- _Task brief_
Output only the lines below from the one containing "- Intercept all" to the one containing "to detect internal", exactly as written, both ends kept.

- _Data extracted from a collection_
══════
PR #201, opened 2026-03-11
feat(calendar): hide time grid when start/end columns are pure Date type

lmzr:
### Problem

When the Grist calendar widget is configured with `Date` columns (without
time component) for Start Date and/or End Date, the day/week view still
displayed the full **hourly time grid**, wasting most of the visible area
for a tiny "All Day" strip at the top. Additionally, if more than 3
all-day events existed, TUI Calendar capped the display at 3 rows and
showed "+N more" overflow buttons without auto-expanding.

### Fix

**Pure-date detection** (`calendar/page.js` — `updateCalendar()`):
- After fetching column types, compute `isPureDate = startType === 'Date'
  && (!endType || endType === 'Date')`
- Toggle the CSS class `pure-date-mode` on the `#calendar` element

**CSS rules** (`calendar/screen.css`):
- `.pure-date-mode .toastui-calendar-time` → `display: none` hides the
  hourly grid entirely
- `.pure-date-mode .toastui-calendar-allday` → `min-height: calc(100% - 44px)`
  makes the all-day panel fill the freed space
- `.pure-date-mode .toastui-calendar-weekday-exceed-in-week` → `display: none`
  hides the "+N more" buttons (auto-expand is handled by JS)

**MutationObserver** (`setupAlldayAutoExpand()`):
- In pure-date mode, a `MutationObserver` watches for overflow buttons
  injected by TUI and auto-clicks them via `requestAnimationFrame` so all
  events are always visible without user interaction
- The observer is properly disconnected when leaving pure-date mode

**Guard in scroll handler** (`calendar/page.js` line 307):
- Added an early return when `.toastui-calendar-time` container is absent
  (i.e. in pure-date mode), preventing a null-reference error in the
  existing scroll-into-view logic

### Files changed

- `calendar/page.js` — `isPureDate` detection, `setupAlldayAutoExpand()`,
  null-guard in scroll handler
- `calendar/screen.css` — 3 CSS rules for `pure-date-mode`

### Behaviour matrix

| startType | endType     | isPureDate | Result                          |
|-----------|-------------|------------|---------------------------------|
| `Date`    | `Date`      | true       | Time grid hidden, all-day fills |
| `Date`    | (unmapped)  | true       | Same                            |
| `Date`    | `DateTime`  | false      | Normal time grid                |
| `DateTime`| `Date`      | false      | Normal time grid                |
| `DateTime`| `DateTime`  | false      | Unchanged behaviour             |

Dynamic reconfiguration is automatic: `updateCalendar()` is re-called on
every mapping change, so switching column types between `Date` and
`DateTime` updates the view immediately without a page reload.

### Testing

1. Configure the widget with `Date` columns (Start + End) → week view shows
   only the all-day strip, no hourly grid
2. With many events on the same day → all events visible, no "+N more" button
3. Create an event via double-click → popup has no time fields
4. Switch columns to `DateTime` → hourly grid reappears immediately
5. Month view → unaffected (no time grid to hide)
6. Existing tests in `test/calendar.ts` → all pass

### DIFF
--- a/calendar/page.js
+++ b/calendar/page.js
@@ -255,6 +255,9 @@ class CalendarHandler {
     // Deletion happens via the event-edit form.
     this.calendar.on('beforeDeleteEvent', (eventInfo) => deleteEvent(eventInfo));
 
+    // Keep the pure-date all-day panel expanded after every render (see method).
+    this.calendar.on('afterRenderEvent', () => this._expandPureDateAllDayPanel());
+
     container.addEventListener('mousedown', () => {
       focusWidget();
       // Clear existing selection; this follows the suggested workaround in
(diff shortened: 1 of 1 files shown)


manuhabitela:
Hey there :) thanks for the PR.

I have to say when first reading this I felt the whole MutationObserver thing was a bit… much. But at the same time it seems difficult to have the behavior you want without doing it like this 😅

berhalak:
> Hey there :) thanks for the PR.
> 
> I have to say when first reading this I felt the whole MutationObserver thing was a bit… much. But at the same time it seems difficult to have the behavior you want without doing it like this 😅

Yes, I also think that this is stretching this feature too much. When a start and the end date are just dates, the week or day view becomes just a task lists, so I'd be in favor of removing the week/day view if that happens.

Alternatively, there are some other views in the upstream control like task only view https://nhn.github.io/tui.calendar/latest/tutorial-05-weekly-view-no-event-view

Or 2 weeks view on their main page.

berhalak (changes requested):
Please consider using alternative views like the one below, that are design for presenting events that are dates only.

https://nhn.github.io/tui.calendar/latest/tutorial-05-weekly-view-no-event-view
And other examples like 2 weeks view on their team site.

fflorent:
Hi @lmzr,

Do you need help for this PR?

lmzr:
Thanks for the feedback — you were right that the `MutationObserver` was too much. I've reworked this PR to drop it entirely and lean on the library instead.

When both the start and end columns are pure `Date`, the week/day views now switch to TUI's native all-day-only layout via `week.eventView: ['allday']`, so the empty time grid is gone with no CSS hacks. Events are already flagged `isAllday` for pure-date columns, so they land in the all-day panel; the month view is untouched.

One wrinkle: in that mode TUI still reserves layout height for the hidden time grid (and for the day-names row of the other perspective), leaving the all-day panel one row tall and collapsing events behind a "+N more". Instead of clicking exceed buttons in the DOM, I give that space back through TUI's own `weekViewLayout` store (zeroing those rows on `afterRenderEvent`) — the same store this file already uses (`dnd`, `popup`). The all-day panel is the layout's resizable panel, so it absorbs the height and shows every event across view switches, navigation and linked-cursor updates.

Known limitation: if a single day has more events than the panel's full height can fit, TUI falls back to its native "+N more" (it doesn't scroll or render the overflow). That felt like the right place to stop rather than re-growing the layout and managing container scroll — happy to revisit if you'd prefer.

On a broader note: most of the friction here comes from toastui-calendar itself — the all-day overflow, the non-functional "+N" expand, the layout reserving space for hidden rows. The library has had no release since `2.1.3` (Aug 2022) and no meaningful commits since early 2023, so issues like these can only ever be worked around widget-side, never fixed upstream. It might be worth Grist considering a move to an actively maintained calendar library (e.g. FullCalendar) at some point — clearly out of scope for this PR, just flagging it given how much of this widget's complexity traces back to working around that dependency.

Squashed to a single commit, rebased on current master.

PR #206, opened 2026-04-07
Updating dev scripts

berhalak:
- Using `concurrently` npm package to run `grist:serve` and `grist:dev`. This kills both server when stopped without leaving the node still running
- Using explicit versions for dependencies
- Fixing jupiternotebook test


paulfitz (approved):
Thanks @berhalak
══════
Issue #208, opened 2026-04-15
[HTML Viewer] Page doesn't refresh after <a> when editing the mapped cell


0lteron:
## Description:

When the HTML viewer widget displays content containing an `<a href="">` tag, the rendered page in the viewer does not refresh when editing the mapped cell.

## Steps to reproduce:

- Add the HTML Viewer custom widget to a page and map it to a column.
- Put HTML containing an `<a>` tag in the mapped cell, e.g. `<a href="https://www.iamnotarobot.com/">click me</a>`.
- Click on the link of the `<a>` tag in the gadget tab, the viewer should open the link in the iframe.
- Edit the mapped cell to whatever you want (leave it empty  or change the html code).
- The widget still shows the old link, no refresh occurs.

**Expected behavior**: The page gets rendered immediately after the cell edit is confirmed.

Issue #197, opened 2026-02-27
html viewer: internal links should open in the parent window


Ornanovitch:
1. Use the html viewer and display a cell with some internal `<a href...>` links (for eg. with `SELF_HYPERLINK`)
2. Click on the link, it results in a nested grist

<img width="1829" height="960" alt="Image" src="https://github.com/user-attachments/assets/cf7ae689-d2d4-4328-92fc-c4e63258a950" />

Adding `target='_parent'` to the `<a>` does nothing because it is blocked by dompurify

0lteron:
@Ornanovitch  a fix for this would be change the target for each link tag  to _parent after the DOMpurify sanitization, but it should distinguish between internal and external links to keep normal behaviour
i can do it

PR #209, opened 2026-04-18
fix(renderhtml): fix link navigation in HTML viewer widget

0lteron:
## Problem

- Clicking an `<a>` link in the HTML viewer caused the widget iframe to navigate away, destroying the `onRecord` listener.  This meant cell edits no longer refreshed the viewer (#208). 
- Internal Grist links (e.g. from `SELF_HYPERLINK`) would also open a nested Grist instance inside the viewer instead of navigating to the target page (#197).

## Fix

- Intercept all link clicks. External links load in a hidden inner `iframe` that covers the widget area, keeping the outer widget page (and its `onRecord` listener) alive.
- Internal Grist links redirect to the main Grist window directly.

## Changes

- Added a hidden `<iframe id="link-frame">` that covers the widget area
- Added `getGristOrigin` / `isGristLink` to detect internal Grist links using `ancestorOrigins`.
══════
- _Task result_
- Intercept all link clicks. External links load in a hidden inner `iframe` that covers the widget area, keeping the outer widget page (and its `onRecord` listener) alive.
- Internal Grist links redirect to the main Grist window directly.

## Changes

- Added a hidden `<iframe id="link-frame">` that covers the widget area
- Added `getGristOrigin` / `isGristLink` to detect internal Grist links using `ancestorOrigins`.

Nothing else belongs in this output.